PR #2208, opened 2025-02-21
fix: compatibility with bun runtime

Octonath:
Fix compatibility with the bun runtime by not removing the extension from the import when resolving it

### DIFF
--- a/vike/utils/requireResolve.ts
+++ b/vike/utils/requireResolve.ts
@@ -18,7 +18,9 @@ assertIsNotProductionRuntime()
 function requireResolve(importPath: string, cwd: string): string | null {
   assertPosixPath(cwd)
   const clean = addFileExtensionsToRequireResolve()
-  importPath = removeFileExtention(importPath)
+  if (!globalThis.navigator) {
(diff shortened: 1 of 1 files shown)


brillout:
Isn’t `globalThis.navigator` a brittle way to check whether the runtime is Bun?

brillout:
Any reason to not use [this](https://bun.sh/guides/util/detect-bun)?

Octonath:
Not really I was using the [Hono bun adaptater](https://github.com/honojs/vite-plugins/blob/main/packages/dev-server/src/adapter/bun.ts) from the vite dev server as a reference but i'll try that

Octonath:
The only thing is we would need to add @types/bun for typescript

brillout:
Or let's `@ts-ignore` it.

Octonath:
Had my time wrong on my computer but done

brillout:
Thank you!

brillout:
Pre-released as `0.4.223-commit-f1089b4`.

Octonath:
Retested with the pre-release and works, thank you too for the quick comments!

▸ What you are asked to do
Throughout the records above, find the lines in which the word "with" appears and return them.

▸ Result
fix: compatibility with bun runtime
Fix compatibility with the bun runtime by not removing the extension from the import when resolving it
Retested with the pre-release and works, thank you too for the quick comments!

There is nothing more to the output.